■ **INSTRUCTIONS FOR THE TASK**
Within the lines below, find those that hold the string "staging" and copy each one.

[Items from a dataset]
PR #569, opened 2019-11-22
Datasets and figures in publications

akmiller01:
image

### DIFF
--- a/di_website/publications/models.py
+++ b/di_website/publications/models.py
@@ -356,6 +356,16 @@ class PublicationPage(HeroMixin, PublishedDateMixin, ParentPageSearchMixin, UUID
         children += list(self.appendices)
         return filter(None, children)
 
+    @cached_property
+    def filtered_datasets(self):
+        results = []
+        all_pub_datasets = self.publication_datasets.all()
+        for pub_dataset in all_pub_datasets:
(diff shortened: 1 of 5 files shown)


di_website/publications/models.py
```diff
@@ -356,6 +356,16 @@ def meta_and_appendices(self):
         children += list(self.appendices)
         return filter(None, children)
 
+    @cached_property
+    def filtered_datasets(self):
+        results = []
+        all_pub_datasets = self.publication_datasets.all()
+        for pub_dataset in all_pub_datasets:
+            if type(pub_dataset.dataset.specific).__name__ == "DatasetPage":
```
akmiller01: This was ugly, but it's the only way to check type without a circular import.

di_website/publications/models.py
```diff
@@ -356,6 +356,16 @@ def meta_and_appendices(self):
         children += list(self.appendices)
         return filter(None, children)
 
+    @cached_property
+    def filtered_datasets(self):
```
edwinmp: This block of code is repeated 6 times ... could you extract it and reuse, cut down on the lines of code.

akmiller01: Made a mixin @edwinmp

Issue #1306, opened 2023-05-04
Show most recent related content in publications


davidebukali:
**Is your feature request related to a problem? Please describe.**
After adding related content to a publication based on country or tag, the publication does not display the most recent related content.

**Describe the solution you'd like**
We would like the most recent related content to always be displayed for all available related options including by country, tag or manually selected

**Project**
This is connected to the DI Website.

SimonMurphyDI:
Thanks David, I applied it to this page to check it. 
https://dev.devinit.org/admin/pages/1281/edit/
The page is topic-tagged as humanitarian
But the automatic results shows content from 2021 - which isn't the latest humanitarian work. Is there a bug to check here?
Best
Simon
![image](https://github.com/devinit/DIwebsite-redesign/assets/22001094/230c71a1-bdbc-485c-9be9-69a8721d9bee)

davidebukali:
Hi @SimonMurphyDI I just searched [resources](https://dev.devinit.org/resources/?types=&topic=humanitarian-assistance_1&country=&q=) page for humanitarian assistance topic and it shows similar results. Maybe the latest content has not been copied over to staging from the live website.

SimonMurphyDI:
Ah my bad - there is more recent humanitarian content it's just not tagged. Looks like this is good to go!

edwinmp:
@davidebukali not sure if this has been deployed. If it has, please close.

PR #1307, opened 2023-05-07
Sort related content in publications

davidebukali:
Ticket #1306


wakibi (changes requested):
@davidebukali I see these are over 3 lines of changes repeated across two different sections. Maybe it's time to actually create a new function to do this? DRY!

wakibi (approved):

Issue #1261, opened 2022-11-17
Reducing space between accordions/anchor links and surrounding text


LCowie:
In the current page layout, there are large spaces between accordion blocks and surrounding text. This also applies to anchor links - there are large spaces between anchor links and surrounding text too.

Please can you reduce the size of the spacing between accordions/anchor links and the text that precedes or follows them? This will make outputs appear more compact visually. 

Requested Delivery Date: as soon as possible or 24/11/2022

k8hughes:
@LCowie do you know what budget code we should be charging this work to?

SimonMurphyDI:
@k8hughes 
Sorry - we don't have a code yet. Have you and Anna heard back from Anthony? If there's no code then I guess we have to pause website improvements like this, because we won't know where to timesheet the work. 
If that's the case, I can go through all the tickets we've raised and ask them to pause
Best
Simon

k8hughes:
I haven't had any communication about budgets so I will chase Anthony.  I was hoping comms colleagues had heard and I'd just missed something!  Don't pause it all yet, wait till I speak to Anthony.

edwinmp:
@LCowie not yet. A bot had closed the ticket. I've pinned it so the bot won't close it again.

LCowie:
Hi Edwin,

Thanks for the update, it would be great to get this issue fixed so that we can use accordions and anchor links more effectively in our outputs.

All the best,

Lucy

Lucy Cowie | Content & Publications Officer

I work Mondays, Tuesdays and Thursdays
Development Initiatives, First Floor Centre, The Quorum, Bond Street South, Bristol, BS1 3AE, UK
T: +44 (0) 1179 272 505

At DI we value and respect flexible work arrangements. I choose to work flexibly and sometimes send emails outside normal working hours – no need to respond outside yours.
***@***.***

Read more about our work and its impact<https://devinit.org/what-we-do>
Development Initiatives is the trading name for: Development Initiatives Poverty Research Ltd, a not-for-profit company. Company No. 06368740 and DI International Ltd. Company No. 5802543, both registered in the UK.  Registered Address: First Floor Centre, The Quorum, Bond Street South, Bristol, BS1 3AE, UK.

davidebukali:
@LCowie kindly include a screenshot or link with a page affected by this issue; Are the accordions showing `Our Expertise` on [this](https://devinit.org/what-we-do/?nav=header) page affected ?

LCowie:
[...]

PR #1308, opened 2023-05-15
Feature | Accordion Spacing

davidebukali:
Ticket #1261


edwinmp (changes requested):
Seen what you've done with this & have some thoughts.
You've created 2 CSS classes and are applying the same styles to them. You're then using these same classes on publication section block, using an if statement to decide which class to apply. The problem is, both classes add the same style. So why the 2 classes?

For such situations, create a CSS class with a generic name related to its intent - in this case, something to do with `margins`. On your sections, your if statement then checks for either `accordion` OR `rich_text` and adds that one class.

edwinmp (approved):

Issue #1310, opened 2023-05-22
Bug on preview of publication pages when Published date field is left blank


ThatcherK:
## I'm submitting a ...
Bug report

**Describe the Issue**
This error is observed on preview of a short publication when the  Published date field which is an un-required field is not filled
`'Page' object has no attribute 'published_date'`

**To Reproduce**
1. Go to resources in the wagtail admin
2. Add new child page of type short publication
3. Start editing the page with the preview window open

This was first observed on staging, so the bug is definitely on the live site as well

PR #1311, opened 2023-05-22
Fix | Published Date Bug

ThatcherK:
Ticket #1310

### DIFF
--- a/di_website/publications/mixins.py
+++ b/di_website/publications/mixins.py
@@ -89,11 +89,11 @@ class PublishedDateMixin(models.Model):
 
     @cached_property
     def publication_date(self):
-        if self.published_date:
+        if hasattr(self, 'published_date') and self.published_date:
             return self.published_date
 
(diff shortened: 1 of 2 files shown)


di_website/publications/mixins.py
```diff
@@ -89,11 +89,11 @@ class Meta:
 
     @cached_property
     def publication_date(self):
-        if self.published_date:
+        if hasattr(self, 'published_date') and self.published_date:
```
edwinmp, line 92: This page will always have a `published_date` property, so this isn't required. This error was originating from the parent on line 96. Still, not harming anyone.

edwinmp (approved):

edwinmp (approved):

edwinmp:
If there's an easily fixable problem that's breaking the release, please fix it in here - no need for a separate ticket for it.

edwinmp (approved):

PR #1342, opened 2023-08-04
Replace edge ngram tokenizer with ngram to prevent partial matches

akmiller01:
Right now a search for "disability" matches "disbursement" because they both begin with "dis". https://www.elastic.co/guide/en/elasticsearch/reference/current/analysis-edgengram-tokenizer.html

```
For example, if the max_gram is 3 and search terms are truncated to three characters, the search term apple is shortened to app. This means searches for apple return any indexed terms matching app, such as apply, approximate and apple.
```

So I think we should swap this for standard tokenizer, to make behavior much more predictable: https://www.elastic.co/guide/en/elasticsearch/reference/current/analysis-standard-tokenizer.html

### DIFF
--- a/di_website/settings/base.py
+++ b/di_website/settings/base.py
@@ -166,12 +166,6 @@ AUTH_PASSWORD_VALIDATORS = [
 
 if config('ELASTIC_SEARCH_URL', ''):
 
-    elastic_search_tokens = [
-        'letter',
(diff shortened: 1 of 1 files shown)


davidebukali (approved):
LGTM!

wakibi (approved):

■ **RESPONSE AREA**
Hi @SimonMurphyDI I just searched [resources](https://dev.devinit.org/resources/?types=&topic=humanitarian-assistance_1&country=&q=) page for humanitarian assistance topic and it shows similar results. Maybe the latest content has not been copied over to staging from the live website.
This was first observed on staging, so the bug is definitely on the live site as well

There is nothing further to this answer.